Language Models in Plato's Cave

1 latentnumber 2 6/29/2025, 2:31:31 PM sergeylevine.substack.com ↗

Comments (2)

latentnumber · 5h ago
> In science, we might suppose that the more simple, elegant, and powerful a theory is, the more likely it is to be the right one – there are many ways to write down an equation to describe the oscillation of a spring, but we take Hooke’s law to be the “right” theory because it provides both remarkable simplicity and high predictive power. Similarly, we might suppose that if we have an algorithm that is simple, elegant, and explains similar essential functions as the human mind, then it is likely to be the right model of the mind’s computational processes. That is, if LLMs are trained with a simple algorithm and acquire functionality that resembles that of the mind, then their underlying algorithm should also resemble the algorithm by which the mind acquires its functionality. However, there is one very different alternative explanation: instead of acquiring its capabilities by observing the world in the same way as humans, LLMs might acquire their capabilities by observing the human mind and copying its function.
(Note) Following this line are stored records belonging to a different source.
PR #3953, opened 2021-05-26
Using Lit table

dlockhart:
These changes go alongside the ones [in d2l-table](https://github.com/BrightspaceUI/table/pull/243) and [in the monolith](https://github.com/Brightspace/lms/pull/10893).

This switches all BSI things over to use the new Lit-based tables and scroll-wrapper.


web-components/d2l-table.js
```diff
@@ -1,15 +1,8 @@
...
-	</style>
-</custom-style>`;
-
-document.head.appendChild($_documentContainer.content);
+if (document.getElementById('d2l-table-style') === null) {
+	const style = document.createElement('style');
+	style.id = 'd2l-table-style';
+	style.appendChild(document.createTextNode(tableStyles.cssText));
+	document.head.appendChild(style);
+}
```
dlockhart, line 8: This mirrors the approach used in `d2l-table` to get Lit's table styles into the document. If you're in Lit this isn't necessary since you'd import the table styles into your Lit component. But the monolith can't wrap all usages of `<d2l-table-wrapper><table class="d2l-table">` in a Lit element, so bringing these styles globally into the document is needed.

web-components/d2l-table.js
```diff
@@ -1,15 +1,8 @@
...
+import { tableStyles } from '@brightspace-ui/core/components/table/table-wrapper.js';
 
-$_documentContainer.innerHTML = `<custom-style>
-	<style is="custom-style" include="d2l-table-style">
-		.d2l-grid-mvc > * > tr > td {
-			vertical-align: top;
-		}
-		.d2l-grid-mvc > * > tr > th {
-			vertical-align: middle;
-		}
```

Instead of implementing a learning process that can learn how the world works, they implement an incredibly indirect process for scanning human brains to construct a crude copy of human cognitive processes.
latentnumber · 5h ago
> This explains why video prediction models that learn about the physical world have so far not yielded the same results as next-token prediction on language: while we might hope that models that learn from videos might acquire representations of the physical world in the same way that humans learn through experience, the LLMs have managed to skip this step and simply copy some aspects of human mental representations without having to figure out the learning algorithm that allowed humans to acquire those representations in the first place.